Geschiedenis en informatie over oorknopjes
Ze zijn zo ingeburgerd in de westerse maatschappij. Je hebt ze in alle soorten en maten en gemaakt van diverse materialen. Of je nu van klassiek of modern houdt: er is voor ieder wat wils. Maar hoe is het idee om oorbellen te dragen ontstaan en waarom zijn we hier zo massaal aan verknocht?
Geschiedenis
Uit onderzoek is gebleken dat onze voorouders al 3000 jaar voor Christus, oorbellen droegen. Ze werden overwegend gemaakt van edelmetalen (voornamelijk goud en soms zilver) en vormden een statussymbool onder de allerrijksten. In de daaropvolgende jaren werden de oorbellen steeds mooier en groter. Er werden nieuwe edelstenen en diamanten aan toegevoegd en de ontwerpen waren onderheving aan de trends van de desbetreffende tijd. Tegenwoordig zien we naast de populaire oorbellen van edelmetalen, ook vernieuwde ontwerpen van hout, glas, titanium, hoorn of been of zelfs silicone een opmars maken. Het nadeel van een aantal van deze materialen is dat ze gevoeliger zijn voor invloeden van buitenaf en daardoor minder duurzaam.
Irritatie oorknopjes
Voor liefhebbers van oorknopjes is het altijd even afwachten of je oorknopjes van alternatieve materialen kunt dragen. Nepzilver kan soms roodheid en irritatie veroorzaken aan het oor en dan is het beter om oorknopjes te dragen die van goud of zilver zijn gemaakt. Sommige mensen kunnen alleen nog maar zweerknopjes verdragen. Dit zijn de knopjes, gemaakt van chirurgisch staal, die je gedurende zes weken in je oor moet houden nadat de gaatjes geschoten zijn. Hoewel vroeger het aanbod in zweerknopjes minimaal was, zie je nu steeds leukere ontwerpen op de markt komen!

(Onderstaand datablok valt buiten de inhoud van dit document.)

PR #1242, opened 2024-05-25
Fold in copyediting fixes from the hybridization effort

pavpanchekha:


pavpanchekha:
Not urgent, these are all already in the final book files.

chrishtr (approved):

PR #1247, opened 2024-05-27
fix savelayer in example

chrishtr:


pavpanchekha (approved):

pavpanchekha:
Do we need to fix the draft?

chrishtr:
> Do we need to fix the draft?

Ideally yes. I'll do that now.

PR #1255, opened 2024-06-06
Restyle headers a bit

pavpanchekha:
This PR makes three big changes to styling. In each pair of screenshots below, I show "before" first, than "after".

# First: move the chapter numbers on the main page so they're within the page bounds. This makes them visible on mobile.

Before:
image

After:
Screenshot 2024-06-06 at 3 50 56 PM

Babies en kleine kinderen met oorknopjes
In veel landen is het traditie, maar in andere landen – zoals bijvoorbeeld Duitsland – wordt het als kindermishandeling gezien. Hoe schattig die fonkelende knopjes er ook uitzien bij babies en kleine kinderen: het is en blijft een permanente beschadiging van het oor. Het beste is om te wachten totdat het kind zelf kan aangeven dat het knopjes in de oren wilt.